Despite BNY Mellon’s entry into Bitcoin (BTC), the CEO of one of the company’s asset management divisions remains skeptical of the underlying risks associated with the world’s largest digital currency.

Francesca Fornazari, head of currency solutions at Insight Investment, a subsidiary of BNY Mellon, believes that Bitcoin may not be suitable for most institutional investors due to high volatility, low liquidity, governance and environmental risk.

In an interview with Bloomberg on Tuesday, Fornasari said that valuing bitcoin may be more difficult than the gold value due to the sharp price fluctuations, which further complicates the potential response to inflation.

At the end of the day, you need to be aware of the fact that if you invest in bitcoin, there are a number of different factors and considerations that will affect the value of your investment that have nothing to do with inflation. or securing inflation, ”she said.

A currency exchange expert stated that slow and expensive bitcoin transactions can be a major obstacle to mass adoption. “We are skeptical of the potential of bitcoin as a means of payment,” said Fornasari.

However, Insight Investment is optimistic about digital currencies or other cryptocurrencies in addition to bitcoin and expects the growth of these digital assets, especially those that address issues such as transaction speed and cost, energy consumption and volatility, according to Fornasari.

On the subject: Bitcoin needs clear rules to be less volatile, says a Bridgewater analyst.
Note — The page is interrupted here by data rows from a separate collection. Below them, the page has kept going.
PR #135, opened 2018-06-09
[modified] Quarry costs 50 gold and drops 50 gold on destruction

MrPotatobird:
Everything else costs 50 and drops 50 gold-wise so this should be no exception


Mazey:
No. Two blocks of gold ore give 40 gold, and two "gold drops" from a quarry is also 40 gold, the price of a new quarry. Not dropping gold on destruction is intentional, with the reason being that it occasionally generates gold.

MrPotatobird:
True, and that is something that has always annoyed me about the other gold workshops. So why don't we just #136 ?

1bardesign:
Fwiw I agree with this change, and would prefer that the quarry not create/destroy gold.

Previously the only way to destroy it was throwing (or glitching) it into the abyss; the current behaviour is a "subtle griefing" dream, as you can hamstring a team long-term without them noticing, by spending and destroying all their gold.

1bardesign:
Merging this after discussion on discord 👍

PR #136, opened 2018-06-09
[modified] Gold ore tiles yield 5 (instead of 4) gold per hit

MrPotatobird:
So each block of ore is worth 25 gold instead of 20.
- 50 gold every two blocks instead of the current 52 every two and 3/5 blocks
- Much neater stacking / spending
- This will add more gold to every map, but just one functional unit (50) per 10 ore tiles on the map so it doesn't seem that drastic to me. Especially if there's a new gold workshop being added anyway

### DIFF
--- a/Entities/Materials/MaterialCommon.as
+++ b/Entities/Materials/MaterialCommon.as
@@ -224,7 +224,7 @@ namespace Material
     }
     else if (map.isTileGold(type))
     {
-      createFor(this, 'mat_gold', 4.f * damage);
+      createFor(this, 'mat_gold', 5.f * damage);
     }
   }
 }


Diprog:
Bunnie is gay

Andresian:
Think about balance, not your needs

Diprog:
@Andresian and how is it going to disbalance game? What about some constructive criticism? Hmmm?

1bardesign:
I like the idea of more round numbers and considering the functional spending unit of gold (50 in most cases) but I don't like that it'd change the gold amount on every map.

I'd prefer to play with the gold balance after the quarry changes are in, especially since this seems comparatively controversial from the votes.

AsuMagic:
Why the downvotes? This would make it align with the other shop costs.

Vikhenzo:
This pull request was discussed a bit on the discord but we still haven't reached a decisive conclusion. The general feeling is that maps in most maps need to have their gold nerfed, this would be a good excuse/reason to start working on that. Of course as this change would add more gold maps would need to be nerfed further.

1bardesign:
This will definitely need map review alongside it.

@MrPotatobird might be best placed to do that anyway. I'm sure other community members will also have opinions on the amount of gold.

Please report back in here or discord with any results. Required map changes could be a separate PR or just appended to this one 👍

Issue #137, opened 2018-06-12
[Feature Pitch] Tap inventory key as builder to switch to the previous selected block


MrPotatobird:
When knight and archer tap F, it quickly cycles through their ammo options. It doesn't do anything for builder at the moment.

The ability to quickly cycle to the last block you were placing would make building some complex structures quite a bit more painless, as you wouldn't have to constantly keep holding f and trying to quickly seek very specific button locations with the cursor.

For experienced builders, selecting the right block is already kind of a reflex, so this might be even more welcomed by less experienced builders.

Mazey:
I feel like this would be pretty big and really handy, experienced builders can switch quickly already but this would be even more consistent and faster.

Random thought further expanding this: Add an option to link tapping F to a specific block instead of switching to the previous block.

TheOszzer:
https://github.com/transhumandesign/kag-base/issues/294

PR #138, opened 2018-06-12
[added] Tapping inventory key as builder swaps to last block

MrPotatobird:
For #137


1bardesign:
Thanks for this!

Really awesome to see people holding out and not "hoarding" for bounties, really good feeling. 👍

PR #146, opened 2018-06-23
Quarry balance/updates

Mazey:
**Work in progress!**

- rate is now 75 wood : 25 stone (was 100 wood : 75 stone)
- coverts every 8 seconds (was 10 seconds)
- increase gold cost to 100 (was 50)
- when burning wood remainder, stone rounds to the nearest multiple of 5
- max wood quarry can take is 1500 (was 1000)

24/06
- added sound to quarry


bunniewormy:
Should add a limit of 2 quarries per team.

Mazey:
Please explain why downvotes. Do you dislike the sound? Did I nerf it too much? Does it need to be nerfed even more? Come on, don't downvote if you dislike the quarry (in its current state), downvote because you disagree with the PR, you're basically saying "don't implement these changes, keep it how it is" right now because you're not giving feedback why the changes are bad.

@bunniewormy a limit of 2 quarries is the next thing to do, depending on how the changes above will play out. I didn't have time to do it and I think making them cost 100 gold will fix most of it so I didn't make it a priority (and I will go through every map making sure there isn't too much gold later).

MrPotatobird:
It's because I am against making it even more wood hungry. I also think it feels worse to have lower dispensal intervals. And honestly, I'm not even sure this is enough of a nerf. I think it comes out to a little less than half the stone output of the first? Even one quarry on live has such tremendous impact, that when I think, oh ok so now I would just have to gather 200 gold and get another two or three trees for the farm, and I'd have something comparable to my single quarry from the last build... That's worth it. I'll have to go do that first, what a pain, but now that it's harder to set up, maybe only one team will bother to or even be able to set it up.

In my suggestion #147 I said "If we're gonna just nerf the numbers, I'd say go for a hard nerf to max fuel limit + time taken, and maybe add a cap to the number of buildable quarries if possible. I wouldn't nerf conversion ratio or gold cost, it's just going to make quarries more annoying, wood hungry, and high maintenance, when the main problem is mind-boggling stone output."

I would suggest 50 gold cost, 250 wood max storage, conversion of 250 wood (or whatever's in there at the end) to 150 stone (or whatever proportionally) every 120 seconds, in intervals of either 60 or 120 seconds, but then you'd still have problem of scalability leading to OP potential so you need the quarry cap, which is what I would call "overcomplicated" because most players don't read patch notes, think about how WTF of a realization that would be in game.

I don't like the gold price hike because I feel like as long as a quarry setup is super strong and desirable, it's still gonna happen it's just also gonna leave you less gold for the other stuff. But if you think that's an  effective replacement for the hard cap on quarry limit, then I guess it's fine

1bardesign:
Gonna cherry pick the sound changes since the others dont seem popular as-is, will go for different nerf approach:

- conversion efficiency the same (to avoid making them _more_ wood hungry)
- cap at two stacks of wood (500) inserted at a time (more maintenance burden/cost than currently, less "fire and forget" bulk conversion)
- increased time taken per conversion, probably consume 100 each 30 seconds, so 150s from full to empty (also fighting wood drought and output speed)
- increased gold cost (100) for "soft cap"

**rationale on the soft cap:** if you want 2 quarries and ballista with bomb bolts you're already looking at 300 gold, and are unlikely to be able to fund tunnels... So, at least a team has to "lean in" to playing defensive, and loses more if a quarry is destroyed and the gold taken.

We can go in a different direction like #147 if it doesn't work out.

1bardesign:
Yep I definitely think coin sinks are better than sources as far as builders are concerned, haha. I don't want to swing too hard against this one though for the moment, especially with new steam players learning the ropes. It's definitely something to look into though 🙂

1bardesign:
Merged some of this manually 👍

PR #152, opened 2018-06-25
Make Boulders Fit in Inventory

Blubahub:
Make the boulders 2x2 so they can fit in a normal class's (and storage shop's) inventory. Also changed the icon's specific sprite frame so it doesn't look as bad in the hot bar when in the player's inventory.


Franrek:
I think it was like that sometime ago. It makes the slower movement when holding boulder pointless. I agree that they are little underpowered right now but i don't believe that's the way to buff them.

PR #153, opened 2018-06-25
Builder quickswap fixes/tweaks

MrPotatobird:
It was supposed to make a sound effect so it's more obvious what just happened and less confusing if you accidentally use the quickswap. It's the same sound effect that plays when you tap F as archer/knight.

Also, it was kind of weird that you could "quickswap" to the building, because that has the effect of immediately using 150 wood, so it should ignore building selection.


1bardesign:
Looks fine. I'll miss the building frame haha.

PR #393, opened 2019-02-12
Apple Trees, Apple Tree Seeds, Thin Logs, and Apples

Blubahub:
## Status

## Description

This PR adds Apples Trees, Apple Tree Seeds, Thin Logs, and Apples. All sprites by me (the Apple sprites might need to be changed).

**Apple Trees** are a slightly thinner and weaker version of Bushy (Oak) Trees that spawn 2 **Apples** of a random color upon being fully grown (these Apples will not regrow, so the only way to get more Apples is to chop the tree down and regrow it). Apples heal 1 full heart, and can be found in 3 different colors (red, lime green, yellow). These Apples can be picked off the tree (or be eaten by touching them when a player is low on hearts).

Apple Trees are uncommon to rare, and will automatically spawn using the existent tree colors on .png maps. **Apple Tree Seeds** spawn like normal tree seeds. Upon death, Apple Trees drop "**Thin Wood Logs**" (a smaller log that gives a bit less mats then normal logs) and any Apples they are still holding.

### "Why add it?"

Insight Investment is one of the world’s largest asset managers and manages almost $ 1 trillion in assets. The company has been a subsidiary of BNY Mellon since 2009 after it was acquired by the American banking giant from Lloyds Banking Group.

The company’s skeptical attitude towards Bitcoin is clear despite the fact that BNY Mellon actively switched to Bitcoin after the bank announced its plans to store and transfer Bitcoin and other cryptocurrencies as an asset manager in February this year. The company also claimed that the poor performance of one of its exchange-traded funds was due to lack of contact with companies that invest in bitcoin.